I called Betsy again at her office and she said maybe we'd go to a movie together after she gets off work tomorrow. That's my day off. At first she hesitated but I called her again and then she agreed. Betsy, Betsy. Oh no, Betsy what? I forgot to ask her last name again. Damn. I got to remember stuff like that.

Travis Bickle

Hello Betsy. Hi, it's Travis. How ya doin'? Listen, uh, I'm, I'm sorry about the, the other night. I didn't know that was the way you felt about it. Well, I-I didn't know that was the way you felt. I-I-I would have taken ya somewhere else. Uh, are you feeling better or oh you maybe had a virus or somethin', a 24-hour virus you know. It happens. Yeah, umm, you uh, you're workin' hard. Yeah. Uh, would you like to have, uh, some dinner, uh with me in the next, you know, few days or somethin'? Well, how about just a cup of coffee? I'll come by the, uh, headquarters or somethin', we could, uh...Oh, OK, OK. Did you get my flowers in the...? You didn't get them? I sent some flowers, uh...Yeah, well, OK, OK. Can I call you again? Uh, tomorrow or the next day?
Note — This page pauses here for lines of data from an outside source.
PR #194, opened 2021-08-09
Adds new wrapper functions for DM functions

bishtgautam:
TDy wrappers for the following DM functions are added
- Creation of vectors
- Creation of matrix
- Communication of vectors

### DIFF
--- a/src/tdydiscretization.c
+++ b/src/tdydiscretization.c
@@ -130,7 +130,7 @@ PetscErrorCode TDyGlobalToLocal(TDy tdy, Vec global, Vec local){
 
   ierr = DMGetUseNatural(dm, &useNatural); CHKERRQ(ierr);
   if (!useNatural) {
-    PetscPrintf(PETSC_COMM_WORLD,"TDyGlobalToNatural cannot be performed as DMGetUseNatural is false");
+    PetscPrintf(PETSC_COMM_WORLD,"TDyGlobalToLocal cannot be performed as DMGetUseNatural is false");
     exit(0);
   }
 
@@ -146,7 +146,7 @@ PetscErrorCode TDyGlobalToLocal(TDy tdy, Vec global, Vec local){
 /// @param [in] global A PETSc vector
 /// @param [out] local A PETSc vector
 /// @returns 0 on success, or a non-zero error code on failure
-PetscErrorCode TDyNaturalToGlobal(TDy tdy, Vec natural, Vec global){
+PetscErrorCode TDyNaturalToGlobal(TDy tdy, Vec *natural, Vec global){
 
   PetscFunctionBegin;
   DM dm = tdy->dm;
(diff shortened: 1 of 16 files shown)


src/tdydiscretization.c
```diff
@@ -0,0 +1,159 @@
+#include <private/tdycoreimpl.h>
+
+/* -------------------------------------------------------------------------- */
+/// Creates a PETSc global vector
```
jeff-cohere, line 4: Here's an opportunity to include a more precise description of what we mean when we talk about "global", "local", and "natural" vectors. In other words, what does the `i`th degree of freedom in this vector mean? Once we have these documented, it becomes clearer which ones are appropriate to use where.

knepley: Local: A local vector is serial, and lays out data according to the local section. This section assigns dofs to the points of the local Plex.

Global: A global vector is parallel, and lays out data according to the global section. This section assigns dofs to the points of the local Plex, but leaves out any point that is in the pointSF because this means it is not owned by the process.

Natural: A natural vector is a permutation of a global vector, usually to match the input ordering.

jeff-cohere: Right, these are familiar to me. But documenting them with markup can give people some confidence. And because we have a specific family of discretizations, we can be even more specific bout layouts if we want.

jeff-cohere (changes requested):
Looks good! I recommend adding some comments about our definitions of "global", "local", and "natural" as they pertain to the dycore here, as long as we're creating these wrapper functions. But if all these terms are completely obvious to everyone, I won't push on this.

src/tdydiscretization.c
knepley: Ah, good point. Do you want this documentation in PETSc or TDyCore?

src/tdydiscretization.c
```diff
@@ -0,0 +1,159 @@
...
+}
+
+/* -------------------------------------------------------------------------- */
+/// Duplicates a PETSc vector
+///
+/// @param [in] tdy      A TDy struct
+/// @param [in] vector1  A PETSc vector
+/// @param [out] vector2 A PETSc vector
+/// @returns 0 on success, or a non-zero error code on failure
+PetscErrorCode TDyDuplicateVector(TDy tdy, Vec vector1, Vec *vector2){
```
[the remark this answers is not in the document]
knepley: +1

src/tdydiscretization.c
jeff-cohere: I was thinking TDyCore, because we're using these things in specific ways. These functions are already documented in PETSc, right?

knepley: Somewhat yes. Okay, where should I put this documentation do you think?

bishtgautam: I will copy/paste @knepley's definitions in my PR and make a new commit.

jeff-cohere: I was just telling @bishtgautam that I think he should mention some of this stuff in our Doxygen comments for the wrappers he's adding. I don't think you need to do any more documentation unless you think adding more detail to `DMCreate{Global,Local,Natural}Vector` in PETSc would be constructive (which I suppose it could be!). Thanks, though!

src/tdydiscretization.c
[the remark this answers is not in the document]
bishtgautam: Since we now have wrappers for creating various vectors (`TDyCreate*Vector`), I added this new function so we have a  consistent call to TDycore functions instead of PETSc functions directly.

jeff-cohere (approved):

bishtgautam:
@jeff-cohere This is ready for merge.

bishtgautam:
Just realized a review from @knepley is pending.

OK. No, I'm gonna...OK. Yeah, sure, OK. So long.

Travis Bickle

I tried several times to call her, but after the first call, she wouldn't come to the phone any longer. I also sent flowers but with no luck. The smell of the flowers only made me sicker. The headaches got worse. I think I got stomach cancer. I shouldn't complain though. You're only as healthy, you're only as healthy as you feel. You're only as...healthy...as...you...feel.

Travis Bickle

I realize now how much she's just like the others - cold and distant, and many people are like that. Women for sure. They're like a union.

Travis Bickle

Loneliness has followed me my whole life. Everywhere. In bars, in cars, sidewalks, stores, everywhere. There's no escape. I'm God's lonely man. June 8th. My life has taken another turn again. The days can go on with regularity over and over, one day indistinguishable from the next. A long continuous chain. Then suddenly, there is a change.

Travis Bickle

June 29th. I gotta get in shape now. Too much sittin' is ruinin' my body. Too much abuse has gone on for too long. From now on, it will be fifty push-ups each morning, fifty pull-ups. There'll be no more pills, there'll be no more bad food, no more destroyers of my body. From now on, it will be total organization. Every muscle must be tight.

Travis Bickle

The idea had been growing in my brain for some time. True force. All the king's men cannot put it back together again.

Travis Bickle

Dear Father and Mother: July is the month I remember which brings not only your wedding anniversary but also Father's Day and Mother's birthday. I'm sorry I can't remember the exact dates, but I hope this card will take care of them all. I'm sorry again I cannot send you my address like I promised to last year. But the sensitive nature of my work for the government demands utmost secrecy. I know you will understand. I am healthy and well and making lots of money. I have been going with a girl for several months and I know you would be proud if you could see her. Her name is Betsy but I can tell you no more than that...I hope this card finds you all well as it does me. I hope no one has died. Don't worry about me. One day, they'll be a knock on the door and it'll be me. Love Travis.